The U.S. is in the midst of a motorsports "craze" that is unlike any that we've ever known. The names of Jeff Gordon, Terry Labonte and Dale Earnhardt, Jr. are almost as well recognized as those of American baseball and football stars.

And to a much lesser degree, Juan Montoya, Michael Andretti and Jimmy Vasser have a certain amount of notoriety for being star-quality drivers in American open-wheel racing at the Indy 500 and the Long Beach Grand Prix, events sanctioned by the Championship Auto Racing Teams (CART).

Other national motorsports such as professional sports car endurance racing and off-road desert races are occasionally seen on television, but they're usually viewed at odd hours and on cable stations by dyed-in-the-wool enthusiasts.

The reason for this diminishing level of TV coverage is obvious: auto racing is entertainment and the purpose behind corporate race sponsorship is to get viewers and spectators to go out on Monday and buy the products that are being promoted on Sunday.

And that's why the relatively large sponsorship investment by Hyundai Motor America in a full-fledged, highly modified Hyundai Tiburon professional rally car seems such a gamble. For several years, Hyundai has engaged the services of Libra Racing to construct a world-class professional-level rally racer to contest the Sports Car Club of America (SCCA) ProRally back-road high-speed rally program. ProRally is ostensibly a semi-pro series that's made up for the most part of amateur drivers in more-or-less standard production cars.

The SCCA ProRally series is patterned after the wildly popular World Rally Championship that's as closely followed in most countries around the rest of the world as NASCAR Winston Cup races are here. The factory- owned and fielded cars are almost as technically sophisticated as Formula One cars and their drivers are highly-paid professionals who compete somewhere almost every week.
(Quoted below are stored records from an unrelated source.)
PR #5598, opened 2022-08-22
I have updated the Ubuntu version of Github Actions 

AdamEssemaali:
Version 18.04 to version 20.04, because 18.04 is deprecated :)

### DIFF
--- a/.github/workflows/static-analysis.yml
+++ b/.github/workflows/static-analysis.yml
@@ -10,7 +10,7 @@ on:
 
 jobs:
   PVS-Studio:
-    runs-on: ubuntu-18.04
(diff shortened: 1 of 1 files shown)


ocornut:
Thank you ! Merged as 7f4b477
Note that CI fails above because your branch is over `string_view` and we have a CI issue with it which I'll also fix now.

ocornut:
I have now rebased `string_view` and fixed its CI warnings.

AdamEssemaali:
I'll make more pull requests for the other branches shortly, they are all with the old ubuntu version

AdamEssemaali:
I make you more pull requests for the other branches, they are all with the old ubuntu version

PR #5600, opened 2022-08-22
fix a typo in imgui_internal.h

meabarti:


ocornut:
Thank you. Was fixed as part of d357e85 (merging commits to reduce noise)

PR #5603, opened 2022-08-22
[metal] Replace deprecated property

dcvz:
The `sampleCount` property is [deprecated](https://developer.apple.com/documentation/metal/mtlrenderpipelinedescriptor/1514699-samplecount?language=objc) and will be removed in the next macOS version. This updates the code to use the new proper property to set.


rokups:
@ocornut `rasterSampleCount` was introduced on iOS 11.0 / macOS 10.13 which were released in 2017 so this change should be OK.

ocornut:
Merged as 21b5fac. Thank you very much !

PR #5608, opened 2022-08-24
Fix undefined behaviour

gnif:
If an ImVector is being initialised by another ImVector that does not have any allocated memory yet, it causes `memcpy` to be called with `null, null, 0`. According to the C specification this is undefined behaviour and triggers undefined behaviour sanitisers.

> Where an argument declared as size_t n specifies the length of the array for a function, n can have the value zero on a call to that function. **Unless explicitly stated otherwise in the description of a particular function in this subclause, pointer arguments on such a call shall still have valid values, as described in 7.1.4**. On such a call, a function that locates a character finds no occurrence, a function that compares two character sequences returns zero, and a function that copies characters copies zero characters.

The reference indicated here points to this:

> If an argument to a function has an invalid value (such as a value outside the domain of the function, or a pointer outside the address space of the program, **or a null pointer**, or a pointer to non-modifiable storage when the corresponding parameter is not const-qualified) or a type (after promotion) not expected by a function with variable number of arguments, the behavior is undefined.

### DIFF
--- a/imgui.h
+++ b/imgui.h
@@ -1765,7 +1765,7 @@ struct ImVector
     // Constructors, destructor
     inline ImVector()                                       { Size = Capacity = 0; Data = NULL; }
     inline ImVector(const ImVector<T>& src)                 { Size = Capacity = 0; Data = NULL; operator=(src); }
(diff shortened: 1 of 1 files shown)


ocornut:
Thank you Geoffrey!

I have merged 2c1262b a slight alteration, turned `if (Data && Src.Data)` into `if (Src.Data)` as it is sufficient and the earlier suggest some kind of safeguard reaction on failed allocation which we are generally not providing.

That the Libra Racing car is the class act of the series is attested to by the fact that its racers have won the past five ProRally manufacturer titles. Although there's only 11 ProRally events each year, Libra Racing has won 33 overall events, as well as four driver's championships. Its current competitor boast of all-wheel drive (a device not found on production Tiburons), a turbocharged 2.0-liter engine that puts out 370 horsepower and a plethora of other specialized race car hardware.
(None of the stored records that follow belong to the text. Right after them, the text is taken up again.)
PR #5619, opened 2022-08-28
ImGui::InputTextEx: select text with Shift + LMB clicking too

procedural:
2 lines of code change.

### DIFF
--- a/imgui_widgets.cpp
+++ b/imgui_widgets.cpp
@@ -4305,7 +4305,7 @@ bool ImGui::InputTextEx(const char* label, const char* hint, char* buf, int buf_
             }
             state->CursorAnimReset();
         }
-        else if (io.MouseClicked[0] && !state->SelectedAllMouseLock)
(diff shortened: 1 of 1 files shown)


procedural:
It got so annoying to not have it in my dear imgui-based [gamescript](http://github.com/procedural/gamescript) code editor, I decided to fix it myself and PR the solution 😝

ocornut:
Thank you, this looks like a great improvement. To be fair I'm surprised we didn't get this in earlier (I myself use this from time to time).

I'll need to review this a little more as `InputTextEx()` is notoriously complex, give me some time.

procedural:
@ocornut Sure, no problem! Thank you!

ocornut:
I merged this as 95e609a with a small change of logic. 
I believe it is easier to read this way (compared to 9a1243af). I hope I didn't make a mistake with the change :)

Thank you!

(Also removed a comment I don't understand anymore. If the thing is meaningful/needed we'll find it soon enough)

One might be lead to believe that Hyundai has decided to throw its financial support behind a relatively obscure form of racing so that it could enjoy the role of a big fish in a small pond. And until now, that has been the case. But now Subaru has introduced an international rally car look-alike into the American market and is airing TV commercials showing its racing counterpart in European action. And Mitsubishi is unveiling a production car known as the Lancer, the model that's the basis of the company's international world rally car. Exposure is the name of the TV promotional game and it seems that back-road rallying is beginning to make inroads into the field of American motorsports.

Perhaps the public here is ready for a new and exciting form of racing, one which harkens back to our early days when events were held over the dirt roads that connected country towns and villages. ProRally is racing in which spectators and TV crews must face the elements as well as primitive conditions to even watch or record the action.

Professional auto rallying isn't a sport for sissies and enthusiasts are usually the only spectators in attendance. Hyundai hopes they'll watch the racing Tiburon win trophies and then going out and buy a street version the next day.

Unfortunately, it won't have 370 horsepower or all wheel-drive.